# Knives to fillet fish



## thisisputt (Apr 7, 2016)

Hey guys, I was wondering that when filleting fish what knife do you use? Would a gyuto be fine with filleting fish (keep in mind I don't fillet fish that often)?
Thanks


----------



## preizzo (Apr 7, 2016)

Here generally people use deba knives. 
You need to get use of his weight and massive shape, but even like that you can do delicate work with it. 
165 m -180 mm should be enough for maybe 70 % of fishes,if you get bigger fish so you should pick a longer deba 210 mm -240 mm.
Gyuto it s not a good knife for filetting fish, to fragile.
With the deba you can cut true fish bones very easy.


----------



## Dardeau (Apr 7, 2016)

If you are just doing it every once in a while a gyuto will work just fine.


----------



## Noodle Soup (Apr 7, 2016)

As will a nice 6-inch flexible boning knife.


----------



## Jovidah (Apr 7, 2016)

I simply bought a cheap western fillet knife for the task. Those are...well... you know...designed to fillet fish. Cost me about 10 bucks and works well enough. 
If you want to 'splurge' you can get a Victorinox that a lot of professionals use and still be done at less than 25 dollars. Why bother getting an expensive J-knife for fish when you rarely do it?


----------



## mark76 (Apr 7, 2016)

I usually don't quite understand topics like this. What to people mean by filleting? I understand you want a sturdy deba for breaking fish apart. But it has no flex.

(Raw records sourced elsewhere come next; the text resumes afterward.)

PR #3973, opened 2019-07-11
Use AceEditor for Query Snippets

gabrieldutra:

- [x] Other

## Description
Following my idea on #3962 this makes `AceEditor` available on `DynamicForm` and applies it to Query Snippets.

I didn't find a simple way to align the validation mark (but didn't spend much time on it), for Query Snippets there's no need anyway.

Notes:
- It was necessary to create an almost useless Class component `AceEditorInput` only for the sake of avoiding [this](https://github.com/getredash/redash/pull/3962#issuecomment-509316423) issue.
- Not sure why, but `className` didn't work with `<AceEditor>`

--

query_snippets_ace


kravets-levko:
> It was necessary to create an almost useless Class component AceEditorInput only for the sake of avoiding this issue.

@gabrieldutra Can you please explain me what's the issue there? It looks really interesting that just wrapping a component fixes it :thinking:

gabrieldutra:
> @gabrieldutra Can you please explain me what's the issue there? It looks really interesting that just wrapping a component fixes it

Sure, my assumption of the issue was that the AceEditor was changing the value internally, thus triggering Antd Form errors. By wrapping it in a Class Component I force the value to be the provided one, making the only changeable through the upper component, in this case Antd Form :slightly_smiling_face:.

"I force the value to be the provided one" -> this seemed safe since AceEditor supports it and the effect is basically the same as having the AceEditor on any Class Component with its value on a state.

ranbena:
Any way to hide the selected line and ghost cursor when editor field isn't focused?
It's really confusing cause it looks like it's already focused :/

ranbena:
@gabrieldutra I can help with the validation mark alignment. What should I do to reproduce it?

kravets-levko:
> Sure, my assumption of the issue was that the AceEditor was changing the value internally, thus triggering Antd Form errors. By wrapping it in a Class Component I force the value to be the provided one, making it only changeable through the upper component, in this case Antd Form 

I don't understand. Your wrapper passes all props to editor, and does not handle any changes, so if editor calls any callbacks/triggers events - your wrapper just passes them up. If editor modifies value in place - then wrapper also does not do anything: non-objects are always copied (therefore cannot be modified in place), and objects are passed by reference - wrapper does not create a copy, so if editor modifies an object - it should work exactly the same with and without a wrapper.

gabrieldutra:
@ranbena I've pushed the furthest I got :slightly_smiling_face: and enabled the feedback icons for testing purposes, I sort of gave up when I realized it was still not good for Scrollbars. Mind that disabling it for the Ace Editor is also an option (we do that for checkbox and file inputs).

@kravets-levko to be honest I don't 100% understand why this happened and why this works, I actually saw the errors and figured that wrapping it would somehow "isolate" the Editor in a situation where the component `value` wouldn't get updated, as you mentioned.

It's probably something to do with the way `ReactAce` was implemented that conflicts with `AntdForm`. From a quick look on their code they use a `ref` for the editor and set/get value from it. I guess with a `ref` it's possible to change the component's `value`.

kravets-levko:
> From a quick look on their code they use a ref for the editor and set/get value from it. I guess with a ref it's possible to change the component's value.

Yeah, that's possible. Probably AntdForm takes a ref to each element and expects to see some Ant control there, but to ReactAce it gets something else but tries to use it. Wrapping it with a component isolated ReactAce's ref from Ant. It's interesting why functional component does not work in this case, but I think there may be some difference in how React passes ref for class-based and functional components. Can you do an experiment to confirm this theory? Rewrite wrapper component in this way:

```javascript
import React, { useImperativeHandle } from 'react';

function AceEditorInput(props, ref) {
  useImperativeHandle(ref, () => null); // expose `null` as this component's ref
  return (
    // all the same as now
  );
}
```

gabrieldutra:
The issue of this component as a Functional Component is this (Ant Control needs the component Ref):
functional-ref

The `useImperativeHandle` actually breaks it :sweat_smile:. Surprisingly, 68ae87d5015cb89d8484537605302ecc471a86ff works.

client/app/components/AceEditorInput.jsx
```diff
@@ -0,0 +1,21 @@
...
+function AceEditorInput(props, ref) {
+  return (
+    <div className="ace-editor-input">
+      <AceEditor
+        ref={ref}
+        mode="sql"
+        theme="textmate"
+        height="100px"
+        editorProps={{ $blockScrolling: Infinity }}
+        {...props}
```
ranbena:
```suggestion
        showPrintMargin={false}
        {...props}
```

So this unnecessary line doesn't show.
Screen Shot 2019-07-12 at 10 13 09

client/app/components/query-snippets/QuerySnippetDialog.jsx
```diff
@@ -79,6 +78,7 @@ class QuerySnippetDialog extends React.Component {
           fields={formFields}
           onSubmit={this.handleSubmit}
           hideSubmitButton
+          feedbackIcons
```
ranbena: An alternative that I think makes better sense https://github.com/getredash/redash/pull/3974

gabrieldutra: Should we keep the icons for the Query Snippets context or...
```suggestion
```

ranbena: It's a really nice and fun UX, but not a must. I have no strong opinion.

For really filleting (removing meat close to the bone) I need a flexible knife. What sorts of filleting are you guys referring to?


----------



## thisisputt (Apr 7, 2016)

Also I won't be breaking down huge fish e.g salmon
I asked that question(of filleting with gyutos) because of when I watched Hiroyuki terada break down a salmon with his masahiro gyuto(at least that's what I think it is) with it. If you guys have watched him before.
[video=youtube_share;3q1JN_3s3gw]http://youtu.be/3q1JN_3s3gw[/video]


----------



## ThEoRy (Apr 7, 2016)

Deba

[video=youtube;W7__yMkGvzc]https://www.youtube.com/watch?v=W7__yMkGvzc[/video]


Mioroshi Deba

[video=youtube;nRHplpAaJj4]https://www.youtube.com/watch?v=nRHplpAaJj4[/video]


----------



## preizzo (Apr 7, 2016)

If you doing it with a really thin gyuto you will break the edge


----------



## joshsy81 (Apr 7, 2016)

I actually use my Honesuki for smaller fish, just lay the bevel up against the bone like a deba. No need to worry about a fragile edge either. Certainly not the same as a deba but it works in a pinch.


----------



## Dardeau (Apr 7, 2016)

preizzo said:


> If you doing it with a really thin gyuto you will break the edge



That's a good point, but if it is an occasional thing you can slow down and be careful. I use a deba at work, but at home for the 3 fish I fillet at home a year I use the same 210mm gyuto that I use for all my home knife work.


----------



## preizzo (Apr 7, 2016)

Off course dardeau, I am using a yanagiba 210 mm at home for example


----------



## YG420 (Apr 7, 2016)

thisisputt said:


> Also I won't be breaking down huge fish e.g salmon
> I asked that question(of filleting with gyutos) because of when I watched Hiroyuki terada break down a salmon with his masahiro gyuto(at least that's what I think it is) with it. If you guys have watched him before.
> [video=youtube_share;3q1JN_3s3gw]http://youtu.be/3q1JN_3s3gw[/video]


Hiro's the man!!


----------



## YG420 (Apr 7, 2016)

ThEoRy said:


> Deba
> 
> [video=youtube;W7__yMkGvzc]https://www.youtube.com/watch?v=W7__yMkGvzc[/video]
> 
> ...


I enjoy your videos especially the soundtracks lol


----------



## fujiyama (Apr 7, 2016)

Wusthof Pro!


----------



## mark76 (Apr 8, 2016)

mark76 said:


> I usually don't quite understand topics like this. What to people mean by filleting? I understand you want a sturdy deba for breaking fish apart. But it has no flex.
> 
> For really filleting (removing meat close to the bone) I need a flexible knife. What sorts of filleting are you guys referring to?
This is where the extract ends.